● Exercise requirements
Which lines of the records below contain the word "case"? Copy each of them out.

Saved data entries:
========================

PR #2294, opened 2022-08-12
chore: fix flaky integration test

cisse21:
# Description

Fix deadlock happening in concurrent start-stop scenarios during the integration tests

## Notion Ticket

https://www.notion.so/rudderstacks/8aac9087df644365acdf64e28e290153?v=6e06b0a5ade24f0aa5ffe05dc2972e84&p=f89bbfd437584ec7938f523f599195e4&pm=s

## Security

### DIFF
--- a/router/router.go
+++ b/router/router.go
@@ -126,11 +126,10 @@ type HandleT struct {
 	sourceIDWorkspaceMap                   map[string]string
 	maxDSQuerySize                         int
 
-	backgroundGroup      *errgroup.Group
-	backgroundCtx        context.Context
-	backgroundCancel     context.CancelFunc
-	backgroundWait       func() error
-	generatorLoopStarted chan struct{}
+	backgroundGroup  *errgroup.Group
+	backgroundCtx    context.Context
+	backgroundCancel context.CancelFunc
+	backgroundWait   func() error
 
 	resultSetMeta    map[int64]*resultSetT
 	resultSetLock    sync.RWMutex
@@ -2260,7 +2259,6 @@ func (rt *HandleT) Setup(backendConfig backendconfig.BackendConfig, jobsDB jobsd
 	rt.backgroundGroup = g
 	rt.backgroundCancel = cancel
 	rt.backgroundWait = g.Wait
-	rt.generatorLoopStarted = make(chan struct{})
 	rt.initWorkers()
 
 	g.Go(misc.WithBugsnag(func() error {
@@ -2302,7 +2300,6 @@ func (rt *HandleT) Start() {
 			}
 		}
 		rt.generatorLoop(ctx)
-		close(rt.generatorLoopStarted)
 		return nil
 	})
 }
@@ -2310,7 +2307,6 @@ func (rt *HandleT) Start() {
 func (rt *HandleT) Shutdown() {
 	rt.logger.Infof("Shutting down router : %s", rt.destName)
 	rt.backgroundCancel()
-	<-rt.generatorLoopStarted
 	_ = rt.backgroundWait()
 }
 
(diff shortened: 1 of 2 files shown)


fracasula (approved):
This makes sense. So the `ctx` used in the go routine spawned by `Start()` is the `backgroundCtx` which is the same context as the very same group. And in `Shutdown()` we are waiting for that group to return gracefully but it will never return even if we cancel due to the circular dependency. Nice catch :+1:

router/router.go
```diff
@@ -2213,31 +2212,19 @@ func (rt *HandleT) Start() {
 	rt.logger.Infof("Starting router : %s", rt.destName)
```
atzoum, line 2212: shouldn't we use a lifecycle lock for controlling concurrent access to Start/Stop methods? E.g. similar to what we are doing in jobsdb?

lvrach: Currently, there is no need for concurrent support for Start/Stop. Following the standard library paradigm, I suggest not adding concurrent support unless needed. We can be explicit about concurrency support in the method documentation.

router/router.go
```diff
@@ -2213,31 +2212,19 @@ func (rt *HandleT) Start() {
...
 	ctx := rt.backgroundCtx
 	rt.backgroundGroup.Go(func() error {
-		select {
-		case <-ctx.Done():
-			rt.logger.Infof("Router : %s start goroutine exited", rt.destName)
-			return nil
-		case <-rt.backendConfigInitialized:
-			// no-op, just wait
-		}
+		<-rt.backendConfigInitialized
```
lvrach, line 2215: Why did we remove the select between `ctx.Done()` and `rt.backendConfigInitialized` are we sure router will Shutdown if backendconfig is not initialized?

atzoum: `Start` performs its operations asynchronously, through a go routine, effectively returning before it is actually done. So the error we are fixing here occurred because we were calling `Stop` before the router was actually started, right?

router/router.go
atzoum: Start performs its operations asynchronously, through a go routine, effectively returning before it is actually done. So the error we are fixing here occurred because we were calling Stop before the router was actually started, right?

router/router.go
cisse21: Without the generator loop starting the shutdown would not happen because for the shutdown to happen successfully we would need to close the worker channels. If we have `ctx.Done()` here and the `stop` function is called before the generator loop gets to start we would have the router in a stuck state which was happening in the tests

router/router.go
lvrach: Oh know I understood the exact issue.

Start should return only once it is ready to be stopped. A loop like:

```go
for {
   router.Start()
   router.Stop()
}
```
Should work like charm.

router/router.go
fracasula: The context is just the group context and this routine is part of the group so it doesn't make sense to wait for this context specifically, right?

router/router.go
fracasula: Yes but I don't think that should stop this PR from being merged. Its purpose is not fixing the setup/start/shutdown flow (remember that setup is also involved here). For that I had created a separate task [here](https://www.notion.so/rudderstacks/Router-setup-start-stop-80425af6cf2645b0a3d53620b8aca2f9). So I think this PR was just meant to improve the test situation with the plan to then fix the router setup/start/shutdown properly later.

Not strong on it though, just wanted to point it out. We can do it all together as well.

atzoum: IMO since the changes here are affecting non-test code, this is the time to make sure that start & stop behave correctly, as they should ;)

fracasula: Happy with that, @cisse21 what do you think?

cisse21: Yeah makes that sense too. I just raised this to unblock people from flaky tests causing them to rerun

========================

● Answer for this exercise
-		case <-ctx.Done():
-		case <-rt.backendConfigInitialized:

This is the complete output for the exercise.